I know why, but I don't really know why. Because, I mean... I never have, to begin with. So: when I decided i was doing it sunday, i accepted it. "Let it happen", as someone would probably say to me. It's not...
I've been thinking about it for a while now. It's like anything - it comes and goes, a few times a year, and no matter what, I always ignore it.
Except, maybe there's something I'm not paying attention to? Or, ignoring, is the better word for it?
Of course it would be the one thing I have happening in my life.
November, I was burnt out for unrelated reasons. It was a lot to take in. That made sense. Now? ... why now?
There's not really any pressure on me. Yes, I have to do things, yes, it will be noticed if they're bad, but ...... it's not important. We don't spend time on it. I'm coming back next year, but it might be at the cost of ... all of this. I think it's progress. I haven't touched my guitar in any serious capacity in over a year. I think it's progress.
I don't take compliments well. I can't tell if that's why I don't get them, but I'm not being corrected much either. Only when I drift too far from what the work is supposed to be, only after weeks of it going, I can only assume, unnoticed. I keep getting stuck.
...push it back down.
Telling me I'm doing good isn't telling me what I know I have to be getting wrong. I could take it, at the cost of... all of this. I'm anticipating, and I know it can come. This is not where I was when I started.
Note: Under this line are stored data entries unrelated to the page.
PR #4127, opened 2021-01-26
web: Revamp how the OverviewItemView details are rendered, to improve the animation and interaction

nicks:
Hello @hyu,

Please review the following commits I made in branch nicks/ch10958:

57847ef15fbdb74bad4d1e6f27f326209cfc3eb7 (2021-01-26 16:48:44 -0500)
web: Revamp how the OverviewItemView details are rendered, to improve the animation and interaction

d0d5321dc0e042394ca6b370aa940074c57ef068 (2021-01-26 16:05:56 -0500)
engine: handle readiness probes for local resources (#4102)
Local controller creates a probe worker when starting a serve command
if a probe spec is defined.

The worker will emit readiness probe status update actions that will
result in updates to the local runtime state, which internally tracks
the current passing state of the readiness probe. (Local resources
without a readiness probe will consider themselves to always have a
passing probe, but this is never exposed.)

Some adjustments to the way that "ready OR succeeded" is
tracked/computed align this closer to the K8s runtime state and try
to reduce the amount of logic going on inside of the state object.
This ensures that dependent resources won't start until the probe
is passing (if defined).
3664df6f7ff3ba8606cdf222f1508d3a10156965 (2021-01-26 12:41:41 -0500)
web: make the 'View Details' button bold

### DIFF
--- a/web/src/OverviewItemView.tsx
+++ b/web/src/OverviewItemView.tsx
@@ -1,7 +1,7 @@
 import Collapse from "@material-ui/core/Collapse"
 import Popover from "@material-ui/core/Popover"
 import { makeStyles } from "@material-ui/core/styles"
-import React, { useState } from "react"
+import React, { useEffect, useRef, useState } from "react"
 import { Link } from "react-router-dom"
 import TimeAgo from "react-timeago"
 import styled, { css, keyframes } from "styled-components"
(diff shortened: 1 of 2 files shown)


web/src/OverviewItemView.tsx
```diff
@@ -484,15 +532,27 @@ export function OverviewItemDetails(props: OverviewItemDetailsProps) {
...
+  let ref = useRef(null as any)
+
+  // Simulate an 'expansion' animation by modifying the height post-render.
+  useEffect(() => {
+    if (ref.current && height) {
+      ref.current.style.height = ref.current.firstChild.scrollHeight + "px"
+    }
+  }, [height])
+
+  let widthStyle = width ? width + "px" : "330px"
```
hyu, line 546: Minor question: Since this default width is referenced in multiple places within this React component, do you think we should have a var or const somewhere in here that declares the 330px? To make it slightly harder to change the value in one place but leave incorrect calculations elsewhere?

Previously, I stored these values in style-helper, but I do see the sense in confining vars only used within a single component in that same component.

hyu (approved):
Nice! Subtle but definite improvement for the animation.

web/src/OverviewItemView.tsx
nicks: this is a good question!

The long-ish answer is that there are two different components here:
(1) OverviewItemView, which has a dynamic width based on the current screen size and the number of other cards
(2) OverviewItemDetail, which must be adjusted dynamically to match OverviewItemView

but since we want to view both of these components in storybooks (outside the context of the stuff that's determining their size), we use 330px in a bunch of places as a nice 'test' fixture size, but not an authoritative value that you'd want to keep in-sync.

But maybe the answer is to move test values into test files, so they don't accidentally get used as real values.

hyu: Ahhh, I see. Yeah, in that case it would have helped me to understand that 330px was really just for the test fixture. Upon a quick read, I made the incorrect assumption that it was a "real" default for the actual component. So, I vote for a convention of keeping test values in test files.

PR #4130, opened 2021-01-27
integration: add coverage for local readiness probes

milas:
~There's some general integration tests improvements here (cc @nicks @maiamcc) to copy the test resource directory (i.e. the dir with `Tiltfile` for the test) to a temporary directory that gets cleaned up at the end of the test. The local resource test was already creating files and manually cleaning up - the readiness probe additions added more to that; I figured rather than continuing to manually clean up (and potentially risk messing with local working repo), this made sense.~
**EDIT:** Just kidding - some of the integration tests are structured in such a way that this isn't quite as straightforward (i.e. it'll need to touch a bunch of the fixtures) so reverted it and added explicit cleanup for new files in this test. 

Main focus is expanding the `local_resource` integration test to include a readiness probe. (See #4112 for `Tiltfile` syntax for readiness probes and #4102 for engine support.)

There's also a small improvement to the readiness probe log output so that it's prepended with `[readiness probe]` to disambiguate from resource app logs. (They're logged at `VerboseLvl` and only when the state _changes_, not on *every* probe run, so they shouldn't be too spammy, but they could be extremely confusing to a user with no context. Longer-term, we might want to consider a better separation here.)

### DIFF
--- a/integration/fixture_test.go
+++ b/integration/fixture_test.go
@@ -45,9 +45,63 @@ type fixture struct {
 	tiltArgs      []string
 }
 
-func newFixture(t *testing.T, dir string) *fixture {
-	dir = filepath.Join(packageDir, dir)
-	err := os.Chdir(dir)
+func copyDir(src string, dest string) error {
+	absSrc, err := filepath.Abs(src)
+	if err != nil {
+		return fmt.Errorf("could not get absolute path for src dir: %v", err)
+	}
+	absDest, err := filepath.Abs(dest)
+	if err != nil {
+		return fmt.Errorf("could not get absolute path for dest dir: %v", err)
+	}
+	return filepath.Walk(absSrc, func(srcPath string, info os.FileInfo, err error) error {
+		if err != nil {
+			return err
+		}
+		if srcPath == absSrc {
+			return nil
+		}
+		if !strings.HasPrefix(srcPath, absSrc) {
+			return fmt.Errorf("invalid src path: %s", srcPath)
+		}
+		destPath := strings.Replace(srcPath, absSrc, absDest, 1)
+		if info.IsDir() {
+			return os.Mkdir(destPath, info.Mode())
+		} else {
+			srcData, err := ioutil.ReadFile(srcPath)
+			if err != nil {
+				return fmt.Errorf("failed to read src file %q: %v", srcPath, err)
+			}
+			if err := ioutil.WriteFile(destPath, srcData, info.Mode()); err != nil {
+				return fmt.Errorf("failed to write dest file %q: %v", destPath, err)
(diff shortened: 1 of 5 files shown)


integration/fixture_test.go
```diff
@@ -80,11 +134,14 @@ func (f *fixture) testDirPath(s string) string {
 }
 
 func (f *fixture) installTilt() {
+	f.t.Helper()
```
landism, line 83: TIL

there are so many places the lack of this has annoyed me!

integration/local_resource_test.go
```diff
@@ -1,34 +1,52 @@
...
 	require.NoError(t, f.logs.WaitUntilContains("hello! foo #1", 5*time.Second))
+
+	// write a sentinel file for the probe to find and change its result
+	require.NoError(t, ioutil.WriteFile(f.testDirPath("probe-success"), nil, 0777))
+	require.NoError(t, f.logs.WaitUntilContains("[readiness probe] fake probe success message", 5*time.Second))
+
+	// wait for second resource to start and then ensure that the order in the logs is as expected
+	require.NoError(t, f.logs.WaitUntilContains(barServeLogMessage, 5*time.Second))
+	curLogs := f.logs.String()
+	assert.Greater(t, strings.Index(curLogs, barServeLogMessage), strings.Index(curLogs, readinessProbeSuccessMessage),
```
landism, line 42: IIUC, `readinessProbeSuccessMessage`'s `"`s don't actually appear in the logs, so `strings.Index` here returns `-1`, so the index of `barServeLogMessage` will always be greater (presuming it actually appears in the log)

It'd probably be safest to get the indexes separately and assert they're not -1, but just using `readinessProbeSuccessMessage` on line 37 would suffice (to catch the issue, and then you'd need to remove the quotes from the const).

landism (approved):

landism:
> Just kidding - some of the integration tests are structured in such a way that this isn't quite as straightforward

Aw, I was excited for this

integration/fixture_test.go
milas: You can see where I've broken a test based on this getting added 😶

milas:
I threw the test tempdir refactor into a branch - didn't want to abandon it entirely but also didn't want to pollute this PR with a million random fixture changes 😂

integration/local_resource_test.go
milas: Whoops - that was the whole reason I'd made a `const` with the log message so that I could assert they both existed before doing index magic but did it very sloppily 😅

milas: Fixed in fd7cd65d

Issue #3434, opened 2020-06-10
Attempt to randomize port on startup if default is unavailable


rpocase:
When switching between tilt projects that contain tilt wrappers (e.g. `make tilt`) I'll often hit issues with port allocation issues. My options tend to be:
* stop one project (which could be costly to start back up) 
* fall back to running tilt directly (could need to run several setup tasks directly) 
* assign tilt ports in each project (or at least allow setting them via ENV_VAR)

I'd like for tilt to have a (optional?) method to randomize port allocation if the default port is in use. 

An alternative I've thought about is a tilt daemon/manager that is project context aware. Tilt could host its web-ui on the same port but provide subpaths for components running under different Tiltfile contexts (e.g. localhost:10350/project1, localhost:10350/project2).

nicks:
fwiw, i've been hitting this a lot myself recently. I too go back and forth if I actually want to have two separate tilt instances to keep track of, or rather if I want them to "join" together

The first one has a simpler mental model, but the second one seems more useful (particularly if we're able to crack the nut of sidebar organization when you have a lot of services)

PR #4131, opened 2021-01-27
integration: use a random port for each tilt up invocation

milas:
This just makes things easier if you've got Tilt running in the
background on your machine already so that you can still run an
integration test.

### DIFF
--- a/integration/crash_test.go
+++ b/integration/crash_test.go
@@ -4,22 +4,27 @@ package integration
 
 import (
 	"bytes"
+	"fmt"
 	"testing"
 	"time"
 
 	"github.com/stretchr/testify/assert"
+	"github.com/stretchr/testify/require"
 )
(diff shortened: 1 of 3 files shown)


victorwuky:
Thanks @milas for putting this up. Here's an issue: https://github.com/tilt-dev/tilt/issues/3434.

nicks (approved):

milas:
@victorwuky This is _just_ for integration tests so they don't fail when running locally if you happen to have Tilt open in the background, i.e. the test logic is explicitly passing a `--port` arg with a (sorta) random value now, so it won't address that issue. The broader enhancement(s) to actually simplifying using Tilt across multiple projects simultaneously remain valid.

victorwuky:
Thanks for explaining @milas !

PR #4136, opened 2021-01-28
engine: fix local runtime state for jobs

### LINKED ISSUE #4133: `tilt ci` doesn't terminate once all containers are ready
This feels like a variant of issue #3262 in the sense that `tilt ci` appears to hang indefinitely after a workload has been deployed to a Kubernetes cluster.

### Expected Behavior

`tilt ci` will exit once the `kubebuilder` operator from the reproduce below is deployed and ready in a local dev Kubernetes cluster.

### Current Behavior

`tilt ci` doesn't exit once all of the containers in the operator pod are ready.

### Steps to Reproduce
1. Provision a local kubernetes cluster (`kind`, `minikube`, `k3s`, it shouldn't matter).  Make sure your `~/.kube/config` points at that cluster.
2. Run the following in an empty directory:
```bash
cat <<EOF > Tiltfile
load('ext://kubebuilder', 'kubebuilder')
kubebuilder("domain.tilt.dev", "tiltgroup", "v1", "CustomKind")
EOF
tilt ci
```
3. Observe that the `tilt ci` command doesn't terminate even after all of the containers in the `controller-manager` pod are ready.

#### `tilt doctor` Output

```bash
$ tilt doctor

Tilt: v0.18.5, built 2021-01-22
System: darwin-amd64
---
Docker
- Host: [default]
- Version: 1.41
- Builder: 2
---
Kubernetes
- Env: kind-0.6+
- Context: kind-kind
- Cluster Name: kind-kind
- Namespace: default
- Version: v1.20.2
---

---
Analytics Settings
- User Mode: opt-out
- Machine: df1a2bcef66ccf958d6affd19a2cd1c9
- Repo: 
```

#### About Your Use Case

The `tilt ci` command provides an ideal way of performing smoke tests on Kubernetes deployment specs & container images.  We have CI builds that worked using the `tilt ci` incantation with `tilt 0.18.3` but newer builds of `tilt` won't work on our local machines.

This issue prevents developers from using the `tilt ci` command locally to replicate the steps running in our CI builds.

The attached [`tilt-dump.json.txt`](https://github.com/tilt-dev/tilt/files/5883134/tilt-dump.json.txt) was generated from the lingering `tilt ci` incantation after deploying the operator to a local kind cluster running on my laptop.

milas:
This was regressed by #4082 - this commit reverts the changes made
there and refactors readiness probe logic to work with it.

Closes #4133.


internal/engine/local/controller.go
```diff
@@ -215,17 +215,31 @@ func processStatuses(
...
-		if !stillHasSameProcNum() {
+		if !stillHasSameProcNum() || sm.status == Unknown {
 			continue
 		}
-		procState := sm.status.ToProcessState()
-		if procState != "" {
+
+		var runtimeStatus model.RuntimeStatus
+		if sm.status == Done || sm.status == Error {
+			runtimeStatus = model.RuntimeStatusError
```
landism, line 229: this seem wrong for jobs - `sm.Status == Done` doesn't indicate an error, right?

internal/engine/upper.go
```diff
@@ -786,7 +800,16 @@ func handleLocalServeReadinessProbeAction(ctx context.Context, state *store.Engi
 	}
 
 	lrs := ms.LocalRuntimeState()
-	lrs.SetReadinessProbeState(action.Ready)
+	lrs.Ready = action.Ready
+	lrs.LastReadyOrSucceededTime = time.Now()
```
landism, line 804: this should only happen if `Ready` is `true`, right?

internal/engine/local/controller.go
milas: This was an unintentional change in behavior, will remove it.

For context, previously [`ToRuntimeStatus()`](https://github.com/tilt-dev/tilt/blob/v0.18.3/internal/engine/local/controller.go#L241-L259) would just return an empty str for `Done`, so no update would get emitted, so we can continue to do the same thing here.

internal/engine/upper.go
milas: Fixed in 4eee419

internal/engine/local/controller.go
milas: Restored parity with previous behavior in 737a56b

landism (approved):

PR #4139, opened 2021-01-28
web: log tiltfile errors with the right error level

nicks:
Hello @landism,

Please review the following commits I made in branch nicks/ch11044:

b3587be01ec274bddaffef5ef96e87f45a70045f (2021-01-28 15:24:34 -0500)
web: log tiltfile errors with the right error level
also, simplify configs controller tests while i'm here

### DIFF
--- a/internal/tiltfile/tiltfile.go
+++ b/internal/tiltfile/tiltfile.go
@@ -222,7 +222,9 @@ func (tfl tiltfileLoader) Load(ctx context.Context, filename string, userConfigS
 	tlr.UpdateSettings = us
 
 	duration := time.Since(start)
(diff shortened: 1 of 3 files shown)


internal/tiltfile/tiltfile.go
```diff
@@ -222,7 +222,9 @@ func (tfl tiltfileLoader) Load(ctx context.Context, filename string, userConfigS
 	tlr.UpdateSettings = us
 
 	duration := time.Since(start)
-	s.logger.Infof("Successfully loaded Tiltfile (%s)", duration)
+	if tlr.Error == nil {
```
landism, line 225: Haha, this has annoyed me for so long. It never occurred to me that it was actually as simple as this.

landism (approved):

PR #4147, opened 2021-02-01
web: Toggle Trigger Mode

hyu:
There's some CSS cleanup and fine-tuning that I'd like to do:
- adjust spacing in Resource view (currently covering timeago)
- maybe use flexbox layout for the buttons, instead of absolute positioning...?

But this PR also includes implementation, and I've been sitting on this long enough and just want to push it out to get some momentum.

Screen Shot 2021-02-01 at 12 49 33 PM


web/src/OverviewItemView.tsx
```diff
@@ -244,6 +254,24 @@ export function triggerUpdate(name: string, action: string) {
   })
 }
 
+export function toggleTriggerMode(name: string, mode: TriggerMode) {
+  incr("ui.web.toggleTriggerMode", { to_mode: mode.toString() })
+
+  let url = `//${window.location.host}/api/override/trigger_mode`
```
nicks, line 260: fwiw, i don't think the window.location.host is necessary here, you can use a '/api/overide' url

web/src/OverviewItemView.tsx
```diff
@@ -244,6 +254,24 @@ export function triggerUpdate(name: string, action: string) {
   })
 }
 
+export function toggleTriggerMode(name: string, mode: TriggerMode) {
+  incr("ui.web.toggleTriggerMode", { to_mode: mode.toString() })
```
nicks, line 258: to_mode -> toMode for consistency?

web/src/OverviewItemView.tsx
```diff
@@ -244,6 +254,24 @@ export function triggerUpdate(name: string, action: string) {
...
+
+  let url = `//${window.location.host}/api/override/trigger_mode`
+
+  fetch(url, {
+    method: "post",
+    body: JSON.stringify({
+      manifest_names: [name],
```
nicks, line 265: i thought all our json serialization stuff defaulted to camelCase, as in this file:
https://github.com/tilt-dev/tilt/blob/master/web/src/view.d.ts

i worry this is going to really bite us later if half our code uses camelCase and half our code uses slug case, depending on who wrote it that day.

web/src/SidebarPinButton.tsx
```diff
@@ -30,8 +30,7 @@ let UnpinnedPinIcon = styled(PinResourceFilledSvg)`
   opacity: 0;
 
   .u-showPinOnHover:hover &,
-  ${PinButton}:focus &,
-  ${PinButton}.u-persistShow & {
```
nicks, line 34: why did the persistShow stuff go away? it seems weird that a PR about trigger mode has a bunch of changes to pinning

web/src/OverviewItemView.tsx
```diff
@@ -164,6 +167,13 @@ export let OverviewItemBox = styled.div`
     animation: ${barberpole} 8s linear infinite;
   }
 `
+let OverviewItemActions = styled.div`
```
nicks, line 170: are you sure this does the layout correctly when the resource name is long?

usually mixing absolute positioning with flexbox layouts defeats the point of using flexbox, because now the flex doesn't work correctly.

web/src/SidebarItemView.tsx
```diff
@@ -179,6 +185,14 @@ let SidebarItemTimeAgo = styled.span`
   align-items: center;
 `
 
+let SidebarItemActions = styled.div`
+  position: absolute;
```
nicks, line 189: ditto here re: using absolute positioning in a flexbox

web/src/TriggerModeToggle.tsx
```diff
@@ -0,0 +1,94 @@
...
+  .fillStd {
+    fill: ${Color.blue};
+    transition: fill ${AnimDuration.short} linear;
+  }
+  .strokeStd {
+    stroke: ${Color.blue};
+    opacity: ${ColorAlpha.almostOpaque};
+    transition: stroke ${AnimDuration.short} linear;
+  }
+  .autoSvgToggleOn {
```
nicks, line 28: maybe call this autoSvg-toggleOn, to signify that this is the "toggleOn" component of the auto svg?

web/src/TriggerModeToggle.tsx
```diff
@@ -0,0 +1,94 @@
...
+    e.preventDefault()
+
+    // stopPropagation prevents the overview card from opening.
+    e.stopPropagation()
+
+    props.onModeToggle(desiredMode)
+  }
+
+  return (
+    <TriggerModeToggleStyle
```
nicks, line 84: should these be called TriggerModeToggleRoot to match the existing convention?

web/src/SidebarPinButton.tsx
hyu: Ah yes, sorry about this! I didn't do this carefully enough.

Based on designs that Surbhi and I were working on, I ended up moving the pin position to make room for the new Auto button (it won't fit in the Sidebar otherwise, since pin is also on the bottom right). So I was playing around with the classes to try to understand what `u-persistShow` does, but I didn't properly clean up after myself.

Can you explain what `u-persistShow` does, actually? I had thought it was necessary because buttons on the BuildBox at the bottom sort of gets covered up by the Popover without this class. But now I'm not so sure if that's what it does.

nicks: i think there were a bunch of iterations where it showed up differently in different contexts. to be clear, i'm not opposed to doing a cleanup pass on the pinning stuff, i was mainly surprised to see it tacked on to an unrelated PR.

web/src/TriggerModeToggle.tsx
hyu: Good naming suggestion, thanks!

web/src/TriggerModeToggle.tsx
hyu: Oh right, we had used the "Style" suffix at one point. I'll try to remember the "Root" convention.

web/src/OverviewItemView.tsx
hyu: Thanks for calling this out. I'm updating this to consistently use camelCase.

web/src/SidebarPinButton.tsx
hyu: Gotcha! I reverted the `persistShow` changes but kept the change where I moved the button.

web/src/OverviewItemView.tsx
```diff
@@ -234,7 +244,7 @@ export function triggerUpdate(name: string, action: string) {
   fetch(url, {
     method: "post",
     body: JSON.stringify({
-      manifest_names: [name],
+      manifestNames: [name],
```
nicks, line 247: is there a server side you have to update?

web/src/TriggerModeToggle.tsx
```diff
@@ -0,0 +1,94 @@
...
+  .fillStd {
+    fill: ${Color.blue};
+    transition: fill ${AnimDuration.short} linear;
+  }
+  .strokeStd {
+    stroke: ${Color.blue};
+    opacity: ${ColorAlpha.almostOpaque};
+    transition: stroke ${AnimDuration.short} linear;
+  }
+  .autoSvg-ToggleOn {
```
nicks, line 28: autoSvg-ToggleOn -> autoSvg-toggleOn

web/src/TriggerModeToggle.tsx
```diff
@@ -0,0 +1,94 @@
...
+    .fillStd {
+      fill: ${Color.grayLight};
+    }
+    .strokeStd {
+      stroke: ${Color.grayLight};
+    }
+    .autoSvg-ToggleOn {
+      fill: none;
+    }
+    .autoSvgToggleOff {
```
nicks, line 42: autoSvgToggleOff -> autoSvg-toggleOff

nicks (approved):

web/src/OverviewItemView.tsx
hyu: Yes, I agree that flexbox layout is better. Fixed!

web/src/OverviewItemView.tsx
hyu: So, I started making these case style changes, but since I'm primarily focused on the front-end of this PR, I was a bit careless with making the changes consistently to the server. I also noticed that there are other places we should use camelCase, which are outside the scope of this PR (e.g., `actionPayload` struct).

I decided to revert the changes and leave it to Maia to review in a separate PR when she comes back.

nicks: sgtm

web/src/SidebarItemView.tsx
hyu: Fixing this too!

web/src/OverviewItemView.tsx
maiamcc: @nicks [all the hud api endpoints use snake case](https://github.com/tilt-dev/tilt/blob/57dbb09cac112a251bbb2547fc085d9358333579/internal/hud/server/server.go#L48), so at least we're consistent within api endpoints and within typescript stuff, so I feel fine leaving this for now. (there might be a case to be made for converting the api endpoints to camelCase but that seems like a conversation separate from this epic.)

PR #4150, opened 2021-02-01
web: ensure snapshots are under 4MB upload limit

### LINKED ISSUE #3687: snapshot creation errors if it's larger than 4mb
If you try to send a snapshot larger than 4mb, you hit the GRPC message size limit and get an error

milas:
Truncate logs included in the snapshot upload to avoid being rejected
by the server for > 4MB size.

The logs are truncated to 2MB as there is a substantial amount of
overhead from JSON as well as the rest of the actual UI state that
needs to fit in there as well.

Closes #3687.

### DIFF
--- a/web/src/HUD.tsx
+++ b/web/src/HUD.tsx
@@ -56,6 +56,10 @@ type HudProps = {
   interfaceVersion: InterfaceVersion
 }
 
+// Snapshot logs are capped to 2MB (max upload size is 4MB; this ensures between the rest of state and JSON overhead
+// that the snapshot should still fit)
+const maxSnapshotLogSize = 2 * 1000 * 1000;
+
 // The Main HUD view, as specified in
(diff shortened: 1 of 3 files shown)


web/src/HUD.tsx
```diff
@@ -56,6 +56,10 @@ type HudProps = {
   interfaceVersion: InterfaceVersion
 }
 
+// Snapshot logs are capped to 2MB (max upload size is 4MB; this ensures between the rest of state and JSON overhead
+// that the snapshot should still fit)
+const maxSnapshotLogSize = 2 * 1000 * 1000;
```
nicks, line 61: can we make it more like 1MB? metadata overhead can be pretty high!

nicks (approved):

web/src/HUD.tsx
milas: Yep, lowered in 0c708297!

It's been said, I haven't been told, that not starting it means you're more of a burden, by making the other person have to do it first. I know that. I do. And still it doesn't help. I'm not drowning. It wasn't an accident, but it wasn't planned, either. I don't know you.
I don't know you.
I'm not a good person. I'm not a nice person. Every week I tell myself this is really it, and every week I come back, and ... what? Forget I ever said anything? Forget we're not friends?
Well, we're not, huh? Nobody is, with me. What you see I swear you misunderstand. You don't ask. If you do, well, I can't answer. We're at an impasse.
It's not even my fault we didn't make it. I shouldn't feel like this over nothing. I don't do anything. You will, correctly, not let me do anything, because potential doesn't matter if you can't back it up. If you won't back it up. I let things happen to me.
I don't even feel better. And, actually, ironically, i think i know what would let me feel better. If I can't be upset with anyone else, at least I can be with myself.
... but, well, not even that. Your heart in my hands, but I mean it diegetically. And metaphorically. I hate putting myself out there, I hate having to actually perform, and yet every time, no matter what, I do it. I'm fine. I only cared at the start, and even then not very.
I don't feel anything. Not a lot, anyways. I don't let it happen. I can't. I don't know what it'll mean if I start being honest with myself.
...
I've pulled myself out of this before. A few times, now. Different circumstances, but I've done it all the same. Seasonal depression notwithstanding.
I'm only here because I did things I was scared to. And still, I'm the same. No progress made. The only way out is to do it again but I feel like I can't. I can't.
Will someone just let me say that?
Will someone just fucking help for once?